## GIVEN INFORMATION
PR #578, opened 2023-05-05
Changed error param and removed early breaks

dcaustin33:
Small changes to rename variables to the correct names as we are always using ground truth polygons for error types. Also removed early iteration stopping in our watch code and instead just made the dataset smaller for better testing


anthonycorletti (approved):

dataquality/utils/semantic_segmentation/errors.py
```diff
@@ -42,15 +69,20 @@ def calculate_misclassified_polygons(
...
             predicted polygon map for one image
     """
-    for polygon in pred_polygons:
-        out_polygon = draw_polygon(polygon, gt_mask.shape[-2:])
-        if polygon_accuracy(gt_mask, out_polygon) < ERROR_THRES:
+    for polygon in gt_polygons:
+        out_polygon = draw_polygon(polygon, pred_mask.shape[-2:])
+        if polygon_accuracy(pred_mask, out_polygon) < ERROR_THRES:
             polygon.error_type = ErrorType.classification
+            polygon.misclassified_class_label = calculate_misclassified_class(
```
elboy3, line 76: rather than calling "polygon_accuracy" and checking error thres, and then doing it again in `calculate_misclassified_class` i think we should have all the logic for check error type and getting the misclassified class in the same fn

## PROMPT
With nothing added or dropped, write out every entry.

## TASK ANSWER
PR #578, opened 2023-05-05
Changed error param and removed early breaks

dcaustin33:
Small changes to rename variables to the correct names as we are always using ground truth polygons for error types. Also removed early iteration stopping in our watch code and instead just made the dataset smaller for better testing


anthonycorletti (approved):

dataquality/utils/semantic_segmentation/errors.py
```diff
@@ -42,15 +69,20 @@ def calculate_misclassified_polygons(
...
             predicted polygon map for one image
     """
-    for polygon in pred_polygons:
-        out_polygon = draw_polygon(polygon, gt_mask.shape[-2:])
-        if polygon_accuracy(gt_mask, out_polygon) < ERROR_THRES:
+    for polygon in gt_polygons:
+        out_polygon = draw_polygon(polygon, pred_mask.shape[-2:])
+        if polygon_accuracy(pred_mask, out_polygon) < ERROR_THRES:
             polygon.error_type = ErrorType.classification
+            polygon.misclassified_class_label = calculate_misclassified_class(
```
elboy3, line 76: rather than calling "polygon_accuracy" and checking error thres, and then doing it again in `calculate_misclassified_class` i think we should have all the logic for check error type and getting the misclassified class in the same fn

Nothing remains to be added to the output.